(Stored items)

------

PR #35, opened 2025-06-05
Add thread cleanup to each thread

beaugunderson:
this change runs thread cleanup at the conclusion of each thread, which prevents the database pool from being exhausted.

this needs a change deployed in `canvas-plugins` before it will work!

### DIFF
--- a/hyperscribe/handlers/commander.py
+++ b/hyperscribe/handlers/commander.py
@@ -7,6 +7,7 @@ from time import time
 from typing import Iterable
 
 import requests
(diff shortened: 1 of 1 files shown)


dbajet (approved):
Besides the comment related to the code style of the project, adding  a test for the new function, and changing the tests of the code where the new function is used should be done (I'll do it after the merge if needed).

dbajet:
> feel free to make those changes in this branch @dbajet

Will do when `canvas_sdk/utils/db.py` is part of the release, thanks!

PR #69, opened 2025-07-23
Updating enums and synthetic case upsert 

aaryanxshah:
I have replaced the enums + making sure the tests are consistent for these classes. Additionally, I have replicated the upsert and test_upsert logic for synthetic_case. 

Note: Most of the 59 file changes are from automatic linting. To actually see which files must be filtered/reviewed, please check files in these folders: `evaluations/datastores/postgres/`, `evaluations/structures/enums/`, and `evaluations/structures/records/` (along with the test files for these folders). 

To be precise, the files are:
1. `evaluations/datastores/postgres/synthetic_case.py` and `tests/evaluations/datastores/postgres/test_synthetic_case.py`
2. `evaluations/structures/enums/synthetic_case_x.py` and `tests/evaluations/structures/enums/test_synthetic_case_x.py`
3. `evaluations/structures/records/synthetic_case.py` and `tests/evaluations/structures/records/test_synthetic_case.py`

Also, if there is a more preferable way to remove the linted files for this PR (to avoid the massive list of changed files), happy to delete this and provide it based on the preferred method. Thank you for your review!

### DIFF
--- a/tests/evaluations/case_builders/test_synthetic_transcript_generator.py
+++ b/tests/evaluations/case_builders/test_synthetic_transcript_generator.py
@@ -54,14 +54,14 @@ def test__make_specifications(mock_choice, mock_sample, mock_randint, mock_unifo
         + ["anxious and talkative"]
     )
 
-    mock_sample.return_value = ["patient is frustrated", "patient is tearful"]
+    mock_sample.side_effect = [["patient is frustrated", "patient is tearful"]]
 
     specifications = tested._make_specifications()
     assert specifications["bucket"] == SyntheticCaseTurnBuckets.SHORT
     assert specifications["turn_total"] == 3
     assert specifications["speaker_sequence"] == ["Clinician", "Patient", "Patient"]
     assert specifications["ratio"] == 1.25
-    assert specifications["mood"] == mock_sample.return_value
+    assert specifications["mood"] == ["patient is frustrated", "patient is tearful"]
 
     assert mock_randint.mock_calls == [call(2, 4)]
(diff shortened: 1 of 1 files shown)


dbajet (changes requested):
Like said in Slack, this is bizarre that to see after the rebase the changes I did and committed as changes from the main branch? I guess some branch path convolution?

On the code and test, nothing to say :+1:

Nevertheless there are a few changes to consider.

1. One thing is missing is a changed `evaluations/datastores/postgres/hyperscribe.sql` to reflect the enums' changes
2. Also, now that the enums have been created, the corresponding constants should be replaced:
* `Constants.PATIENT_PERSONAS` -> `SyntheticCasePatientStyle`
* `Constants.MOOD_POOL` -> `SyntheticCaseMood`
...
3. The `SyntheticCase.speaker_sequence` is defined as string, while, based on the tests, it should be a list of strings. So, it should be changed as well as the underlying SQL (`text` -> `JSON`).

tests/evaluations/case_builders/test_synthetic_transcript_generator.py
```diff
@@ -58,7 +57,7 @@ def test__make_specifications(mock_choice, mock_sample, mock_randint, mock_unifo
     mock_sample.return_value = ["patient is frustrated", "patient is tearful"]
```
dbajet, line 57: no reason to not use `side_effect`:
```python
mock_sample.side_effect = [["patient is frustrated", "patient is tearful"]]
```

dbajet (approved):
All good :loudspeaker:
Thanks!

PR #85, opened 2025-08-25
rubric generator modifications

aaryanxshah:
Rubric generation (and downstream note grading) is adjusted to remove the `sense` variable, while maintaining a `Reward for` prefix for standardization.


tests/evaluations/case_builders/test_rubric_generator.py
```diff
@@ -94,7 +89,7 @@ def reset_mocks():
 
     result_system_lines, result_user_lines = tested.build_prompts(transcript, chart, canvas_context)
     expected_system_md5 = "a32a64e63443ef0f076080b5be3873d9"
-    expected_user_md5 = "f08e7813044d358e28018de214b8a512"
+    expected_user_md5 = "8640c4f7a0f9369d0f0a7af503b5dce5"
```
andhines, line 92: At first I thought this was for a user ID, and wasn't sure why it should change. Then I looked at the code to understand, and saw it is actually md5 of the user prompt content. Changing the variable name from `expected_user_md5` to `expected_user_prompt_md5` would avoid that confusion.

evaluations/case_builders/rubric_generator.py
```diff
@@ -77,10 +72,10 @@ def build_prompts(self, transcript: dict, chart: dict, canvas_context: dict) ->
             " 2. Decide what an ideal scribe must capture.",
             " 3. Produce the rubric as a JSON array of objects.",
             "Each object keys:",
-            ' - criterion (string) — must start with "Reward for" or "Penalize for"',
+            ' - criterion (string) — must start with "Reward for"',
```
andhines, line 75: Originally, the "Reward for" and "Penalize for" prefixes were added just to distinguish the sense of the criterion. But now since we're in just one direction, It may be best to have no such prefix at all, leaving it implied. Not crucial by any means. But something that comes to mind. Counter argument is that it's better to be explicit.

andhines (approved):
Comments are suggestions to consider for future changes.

------

INSTRUCTIONS TO FOLLOW:
Take from the entries every line that has the string "import".

ANSWER SPACE:
@@ -7,6 +7,7 @@ from time import time
 from typing import Iterable
 import requests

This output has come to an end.